Court Finds No ERISA Shield in Insider Trading Concerns

August 12, 2004 (PLANSPONSOR.com) - Plan sponsors can't duck their fiduciary duties by citing insider trading rules, according to a federal court.
By PS

>The US District Court for Southern Ohio said that American Electric Power Co. (AEP) would not have violated insider trading rules if it had disclosed non-public information regarding the company to its employees.

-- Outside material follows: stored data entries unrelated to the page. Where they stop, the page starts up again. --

PR #243, opened 2026-04-25
Qwen2/2.5-VL: default to the model card's recommended image budget

NivDvir:
Qwen2.5-VL's `preprocessor_config.json` ships `max_pixels = 12,845,056` — about 12× the `1280*28*28` budget its model card recommends for image tasks. Grounding is noticeably sharper at the documented size, so this defaults there. Callers can still set any budget via `UserInput.Processing.minPixels` / `maxPixels`. ([#1175](https://github.com/Blaizzy/mlx-vlm/issues/1175) tracked the same finding for the Python side.)

### DIFF
--- a/Libraries/MLXLMCommon/UserInput.swift
+++ b/Libraries/MLXLMCommon/UserInput.swift
@@ -151,8 +151,18 @@ public struct UserInput {
 
         public var audio = AudioProcessing()
 
-        public init(resize: CGSize? = nil) {
+        /// Optional per-call overrides for the image resize budget. When set,
+        /// they replace the model's configured `min_pixels` / `max_pixels` for
+        /// this request; when `nil` the model configuration is used. This lets
+        /// a caller request the resolution a model was tuned for without
+        /// hard-coding pixel counts in the processor.
+        public var minPixels: Int?
+        public var maxPixels: Int?
+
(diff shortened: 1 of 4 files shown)


davidkoski:
Rebase on main to pick up CI fixes

NivDvir:
Rebased on main.

davidkoski (approved):
Looks good, thank you!

There may be follow-on work:

- should other models adopt this?
- should this live in MediaProcessing so that the capability applies across the board?

NivDvir:
Thanks David!

Both follow-ons fall out of one identity: `max_pixels = max_tokens · (patch·merge)²`.

- **Other models:** the recommended *token* budget is the same across the Qwen-VL line (256–1,280) — the only per-model term is `factor = patch·merge`, which is 28 for Qwen2/2.5 and 32 for Qwen3, and it's already in each config. So `1280 · factor²` gives the right default for the whole family with no per-model lookup. (Non-Qwen tokenizers are a different mechanism — out of scope.)
- **MediaProcessing:** since `factor` is the only model-specific piece, the budget + the `min`/`max` override are model-agnostic and belong there — each model just hands in its `factor`. The per-request override stays the safety valve for detail/OCR work that genuinely wants more tokens.

Happy to take a pass at the MediaProcessing move if useful.

PR #248, opened 2026-04-30
Add LLM generation benchmark helper

john-rocky:
## Summary

Adds `benchmarkLLMGeneration` and `LLMGenerationStats` to `BenchmarkHelpers`, covering prefill (prompt processing) and decode (generation) throughput in a single helper. Mirrors the surface of the existing loading and tokenization helpers (warm-up + multi-run timing, returns `BenchmarkStats`).

## Why

`BenchmarkHelpers` already covers loading, tokenization, and download. Generation throughput (tok/s) is the missing slot — useful for evaluating model-level performance changes (fusion patches, custom kernels, KV cache tweaks) without having to wire up a separate CLI tool.

## How

- Internally relies on the `GenerateCompletionInfo` emitted by the existing generation stream, so prefill/decode times are measured the same way `llm-tool` and `ChatSession` surface them.
- Prompt defaults to text from `BenchmarkDefaults.textSource`; pass an explicit `prompt:` to override.
- `temperature` is 0 so trials are deterministic and tps comparisons are reproducible across runs.
- A warm-up run is performed before the timed trials.

## Test plan

- [x] `swift build --target BenchmarkHelpers` passes (Swift 6.2.1 / macOS 26 / arm64).
- [ ] Reviewers can run the helper against any model in `LLMRegistry`.

Existing `BenchmarkHelpers` users (loading/tokenization/download) are unchanged.

### DIFF
--- a/Libraries/BenchmarkHelpers/BenchmarkHelpers.swift
+++ b/Libraries/BenchmarkHelpers/BenchmarkHelpers.swift
@@ -462,3 +462,144 @@ public func benchmarkDownloadCacheHit(
 
     return BenchmarkStats(times: times)
 }
+
+// MARK: - LLM Generation Benchmarks
+
+/// Combined prefill and decode timing for an LLM generation run.
+public struct LLMGenerationStats: Sendable {
+    public let promptTokenCount: Int
+    public let generationTokenCount: Int
+    /// Prefill latency per run, in milliseconds.
+    public let promptTimeStats: BenchmarkStats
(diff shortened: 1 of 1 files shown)


davidkoski (approved):
Looks good, thank you!

davidkoski:
Waiting on CI -- currently having infrastructure issues.

davidkoski:
rebase to pick up CI fix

>In denying AEP’s motion to dismiss a class-action suit brought by employees in July of 2003 regarding the company’s 401(k) plan, Judge Algenon L. Marbley stated that the fiduciary would not have been in violation of insider trading rules by complying with ERISA obligations.   “A fiduciary cannot escape liability merely by pointing to the Plan as requiring it to act as it did,” Marbley said in his opinion.

>The suit alleges that AEP and its representatives breached their fiduciary duties by continuing to offer company stock options in the company’s retirement plan when it was clear that it was imprudent to do so.

>Siding with numerous other courts – including cases involving Enron, CMS Energy, and McKesson HBOC – Marbley asserted that because AEP, in their plan document, gave the fiduciaries the option of halting trading of the AEP Stock Fund, disclosing the non-public information, and then selling the fund shares as an option, the Defendants’ claims of conflict with insider trading rules held no sway. Thus, the Court dismissed the defendants’ claim that they “lacked the power, authority or discretion to take such action.”

>In asserting its motion to dismiss the case, AEP claimed that, among other things, the suit failed to adequately show that each defendant was a plan fiduciary. Additionally, the defendants claimed that under section 404(c) of ERISA, the fiduciary of an individual account should not be liable for the investment choices made by plan participants. These claims were rejected by the court, which ruled that both were issues that should be decided at trial.

>Finally, the Court refused to accept AEP’s argument regarding a presumption of reasonableness. Because it was an employee stock ownership plan, the Defendants argued, AEP’s plan was entitled to a presumption of reasonableness regarding the decision to remain invested in the company stock. The Plaintiffs claim that this presumption would not apply because the plan was not an Employee Stock Ownership Plan (ESOP). Whether or not the plan was an ESOP, the court argued in dismissing the claim, was something that must be decided at trial.

>The case is in re AEP ERISA Litigation, S.D. Ohio, No. 03-CV-67, 8/10/04.